PR #86, opened 2025-07-08
Adding speech synthesis for party members and NPCs, misc other updates

packardbell95:
This PR changes the following:
- Adding speech synthesis for party members and NPCs
- Adding the ability to toggle speech synthesis in the Game Settings menu
- Party member names now appear `<like this>` rather than `like this:`
- Minimizing the number of places to update styles of player speech in `player.say()`
- Changing an error message from `console.log()` to `console.error()`
- Removing unneeded whitespace
- Removing unused `returnToTitleScreen` case in the Game Settings menu

### Demo
https://github.com/user-attachments/assets/a4558bbb-3ddc-4579-b341-fc8df318ab9a

### About Speech Synthesis
The speech synthesis in this update is made possible by [Imrane03/better-sam (SAM Software Automatic Mouth)](https://github.com/Imrane03/better-sam?tab=readme-ov-file#sam-software-automatic-mouth)

Some modifications to SAM have been made, including:
- Removal of all printed output
- Adding options for reverb and an `onEnded()` callback function

The game provides a wrapper for the speech synthesis via `SpeechSynthesizer`. To play any speech, you just need to supply a sentence and voice settings. For example, to say "Hello world" as the merchant, you can run:
```javascript
SpeechSynthesizer.speak("Hello world", merchant.voice);
```

Each enemy and NPC has been given a `voice` object which consists of:
- Pitch
- Speed
- Mouth
- Throat

These settings are identical to what one would use on [this Better SAM Software Automatic Mouth demo page](https://imrane03.github.io/better-sam/). It's recommended to use this page to easily test out new voice settings

The `SpeechSynthesizer` wrapper also contains an `isSpeaking` flag that is set once speech begins and is turned off as soon as playback ends (including reverb). This flag will block any other speech from playing at the same time. Simultaneous speech will still be printed in the battle log, so the player won't miss out on any information

The SAM library has been modified to include some other features as well:

#### Reverb
The reverb is a simple algorithmic implementation that adds a delay onto the speech that goes through a low pass filter. This relatively primitive implementation fits the lo-fi voices and sound effects of the game. Having these defined as options will make it easier to change the reverberated characteristics for any types of environments that we plug into the game in the future (eg: a jungle environment may have little to no reverb whatsoever)

Reverb can be set on the `options` that are passed to the `SamJs` constructor via a `reverb` object that consists of the following properties:
- `wetGain` The level of the wet signal
- `dryGain` The level of the dry signal
- `delayTimeSeconds` The duration of the delay
- `decay` The decay rate of the reverberation
- `totalDelays` How many delays are used to create the reverb effect
- `lowpassFilterCutoffHz` The frequency over which the reverb is cut off

> [!WARNING]
> It is possible to create a feedback loop of sound if the delay lasts too long or isn't cut off properly. If these are tweaked, be sure to listen for any humming or feedback noise after a set of speech has completed

#### `onEnded()` Callback Function
An `onEnded()` callback function can be passed as an option to the library that will be run once SAM has ceased playback

### DIFF
--- a/README.md
+++ b/README.md
@@ -30,6 +30,9 @@ A Javascript game by [Xx_TheMilkMan69_xX](https://forum.agoraroad.com/index.php?
 
 [endless_self](https://forum.agoraroad.com/index.php?members/endless_self.6570/)
 
+### LIBRARIES USED
+- Synthesized voices are powered by [Imrane03/better-sam (SAM Software Automatic Mouth)](https://github.com/Imrane03/better-sam)
+
 # Objective
 Fight your way to the end of the dungeon!
 
--- a/src/game.html
+++ b/src/game.html
@@ -76,9 +76,9 @@
 
         #titleScreen {
             position: fixed;
-            left: 0; 
+            left: 0;
             top: 0;
-            width: 100vw; 
+            width: 100vw;
             height: 100vh;
             background: #000;
             color: #fff;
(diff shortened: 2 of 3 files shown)


TheMilkMan6669 (approved):
Working great on my end here. The voice settings for the Snail Sentinel and Lughead are especially hilarious. I'm of the opinion that we can close #72 now that we have this implemented.

PR #88, opened 2025-07-09
Adding minimap tooltips, encapsulating portrait logic

packardbell95:
### Summary of Changes
- Encapsulating the Minimap and Portrait functionality into their own objects
- Adding tooltips to the cells on the minimap to clearly show cell details, including
  - Enlarged cell character
  - The name of the object occupying the cell
  - The cell's map coordinates
- Portraits now have colors and X/Y offsets to help center the animations
- The minimap is now hidden when a portrait is opened
- Disabling picture-in-picture browser interaction for the level up animation
- Fixing a bug where allies can join your party with 0 HP (they now always have a minimum of 1 HP)

### Minimap and Portrait Updates
This PR introduces two new objects: `Minimap` and `Portrait`. Both of these handle the drawing of each of these components on the page

#### Showing and Hiding the Minimap
```JavaScript
Minimap.show();
Minimap.hide();
```

|  |
| --- |
| A rotation of each portrait animation |

Animations are stored in the `Portrait.animations` object, keyed by the ID of the animation. The current list of animations includes:
- `chest`
- `death`
- `gambler`
- `inventory`
- `merchant`
- `settings`

For example, to show and hide the gambler animation, one would simply call:
```JavaScript
Portrait.show("gambler");
Portrait.hide();
```

Each of the `Portrait.animations` objects contains the following parameters:
- `frameDelayMs` The length of time in milliseconds that a frame will last
- `playbackMode` Either "repeat" or "once". When set to "repeat", the animation will loop forever. Otherwise, the animation will remain paused on its final frame
- `padding` An object consisting of an `x` and `y` number. These are positive integers that will add spacing to each frame to help position it within the portrait window. The `x` value is the number of space characters that are added to the left of a frame and the `y` value is the number of newlines that are inserted before the frame
- `frames` The array of frames. Each frame is a single string that is displayed in the portrait window

### Minimap Tooltips
|  |
| --- |
| Hovering over the minimap now reveals useful information |

When a cell on the minimap is hovered, it will now show the details of the cell. This includes an enlargement of the cell's character, its name, and the map coordinates where it resides

### Disabling Picture-in-Picture
Picture-in-Picture is probably the most annoying and useless modern browser feature. This PR disables it explicitly for the level up animation because apparently you can do stuff like this in Edge otherwise:
|  |
| --- |
| Literally pulling the animation out of the scene |

### 0 HP Ally Bug
|  |  |
| --- | --- |
| **Before:** Enemies with 1 HP may join with 0 HP | **After:** Enemies always join with a 1 HP minimum |

When enemies are successfully convinced to join you in your quest, they are added to the party with half of their current HP. The halving is rounded down via `floor()` which means that if an enemy has 1 HP remaining, they are technically dead when they join the team

This PR fixes the issue by ensuring that a minimum of 1 HP is set when an ally joins the team

### DIFF
--- a/src/game.html
+++ b/src/game.html
@@ -545,7 +545,8 @@
         }
 
         #battleLog,
-        #minimap {
+        #minimap,
+        #portraitArtOverlay {
             background: #000;
             border: 2px solid #fff;
             padding: 10px;
@@ -561,13 +562,26 @@
             overflow-y: scroll;
         }
 
-        #minimap {
+        #minimap,
+        #portraitArtOverlay {
             height: 166px;
             width: 216px;
             padding: 2px;
             white-space: pre;
             font-size: 12px;
+        }
+
+        #minimap {
             border-top: 0;
+        }
+
+        #minimap > span {
+            cursor: help;
+        }
+
+        #minimap > span:hover {
+            color: #000;
+            background-color: #fff;
         }
 
         #minimap .crackedFloorSlight,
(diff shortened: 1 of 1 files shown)


TheMilkMan6669 (approved):
Everything looks good to me. The tooltips are nicely presented and I approve of the colorized portraits. I agree we should colorize their in-game sprites as well, we can just lump that into the next update. I'll open up an issue for this one.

□ □ □

» What you have to do: Extract exactly and only the lines above from the line containing "-30,6 +30,9 @@" through the line containing "Fight your way to the end of the dungeon!", both end lines included.

» Task answer:
@@ -30,6 +30,9 @@ A Javascript game by [Xx_TheMilkMan69_xX](https://forum.agoraroad.com/index.php?
 
 [endless_self](https://forum.agoraroad.com/index.php?members/endless_self.6570/)
 
+### LIBRARIES USED
+- Synthesized voices are powered by [Imrane03/better-sam (SAM Software Automatic Mouth)](https://github.com/Imrane03/better-sam)
+
 # Objective
 Fight your way to the end of the dungeon!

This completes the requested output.